WORKING DATA Block Start

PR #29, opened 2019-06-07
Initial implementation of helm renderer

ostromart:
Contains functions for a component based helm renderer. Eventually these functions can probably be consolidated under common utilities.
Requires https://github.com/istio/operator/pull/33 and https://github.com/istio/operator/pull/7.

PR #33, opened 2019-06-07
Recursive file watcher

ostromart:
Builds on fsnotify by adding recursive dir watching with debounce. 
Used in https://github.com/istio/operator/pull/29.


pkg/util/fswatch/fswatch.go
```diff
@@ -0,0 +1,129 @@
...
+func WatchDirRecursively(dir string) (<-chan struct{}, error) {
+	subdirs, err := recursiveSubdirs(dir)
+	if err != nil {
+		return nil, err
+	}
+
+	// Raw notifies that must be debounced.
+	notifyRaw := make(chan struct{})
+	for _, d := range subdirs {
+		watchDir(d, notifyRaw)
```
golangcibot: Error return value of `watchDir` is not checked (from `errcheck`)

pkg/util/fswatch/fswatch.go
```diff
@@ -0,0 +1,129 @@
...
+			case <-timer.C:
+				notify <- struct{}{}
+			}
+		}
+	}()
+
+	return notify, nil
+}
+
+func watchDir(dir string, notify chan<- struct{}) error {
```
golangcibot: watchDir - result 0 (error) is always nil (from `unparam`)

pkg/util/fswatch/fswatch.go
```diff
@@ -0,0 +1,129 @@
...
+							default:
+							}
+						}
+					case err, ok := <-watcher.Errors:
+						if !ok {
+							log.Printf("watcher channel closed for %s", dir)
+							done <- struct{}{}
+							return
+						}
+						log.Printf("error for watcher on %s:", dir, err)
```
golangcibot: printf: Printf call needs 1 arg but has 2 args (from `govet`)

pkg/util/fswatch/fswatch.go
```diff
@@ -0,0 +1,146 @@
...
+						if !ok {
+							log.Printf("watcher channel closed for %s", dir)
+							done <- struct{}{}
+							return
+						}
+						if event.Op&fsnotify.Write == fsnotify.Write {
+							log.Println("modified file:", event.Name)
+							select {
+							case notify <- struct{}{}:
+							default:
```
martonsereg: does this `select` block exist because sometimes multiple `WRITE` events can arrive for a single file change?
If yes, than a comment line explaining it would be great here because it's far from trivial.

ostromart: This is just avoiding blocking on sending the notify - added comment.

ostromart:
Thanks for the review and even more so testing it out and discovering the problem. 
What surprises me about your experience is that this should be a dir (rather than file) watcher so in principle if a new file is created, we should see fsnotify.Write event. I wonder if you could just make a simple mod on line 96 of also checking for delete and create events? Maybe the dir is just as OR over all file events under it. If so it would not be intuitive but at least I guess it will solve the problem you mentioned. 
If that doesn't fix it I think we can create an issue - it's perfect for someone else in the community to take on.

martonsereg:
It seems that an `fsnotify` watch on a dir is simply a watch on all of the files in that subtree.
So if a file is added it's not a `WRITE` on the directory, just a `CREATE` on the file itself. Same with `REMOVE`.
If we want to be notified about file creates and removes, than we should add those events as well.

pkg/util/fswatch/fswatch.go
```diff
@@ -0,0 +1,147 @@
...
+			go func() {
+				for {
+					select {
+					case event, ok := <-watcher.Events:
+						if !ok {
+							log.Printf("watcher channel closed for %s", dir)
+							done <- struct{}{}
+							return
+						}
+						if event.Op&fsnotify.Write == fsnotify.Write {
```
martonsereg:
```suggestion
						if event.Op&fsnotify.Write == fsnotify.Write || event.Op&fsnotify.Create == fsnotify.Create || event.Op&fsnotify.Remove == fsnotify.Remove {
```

WORKING DATA Block End

TASK INSTRUCTIONS ::
Please retype, exactly as written, every line from the line containing "What surprises me" through the last line of the records above, including both of those lines, and nothing else.

COMPLETED EXERCISE ::
What surprises me about your experience is that this should be a dir (rather than file) watcher so in principle if a new file is created, we should see fsnotify.Write event. I wonder if you could just make a simple mod on line 96 of also checking for delete and create events? Maybe the dir is just as OR over all file events under it. If so it would not be intuitive but at least I guess it will solve the problem you mentioned. 
If that doesn't fix it I think we can create an issue - it's perfect for someone else in the community to take on.

martonsereg:
It seems that an `fsnotify` watch on a dir is simply a watch on all of the files in that subtree.
So if a file is added it's not a `WRITE` on the directory, just a `CREATE` on the file itself. Same with `REMOVE`.
If we want to be notified about file creates and removes, than we should add those events as well.

pkg/util/fswatch/fswatch.go
```diff
@@ -0,0 +1,147 @@
...
+			go func() {
+				for {
+					select {
+					case event, ok := <-watcher.Events:
+						if !ok {
+							log.Printf("watcher channel closed for %s", dir)
+							done <- struct{}{}
+							return
+						}
+						if event.Op&fsnotify.Write == fsnotify.Write {
```
martonsereg:
```suggestion
						if event.Op&fsnotify.Write == fsnotify.Write || event.Op&fsnotify.Create == fsnotify.Create || event.Op&fsnotify.Remove == fsnotify.Remove {
```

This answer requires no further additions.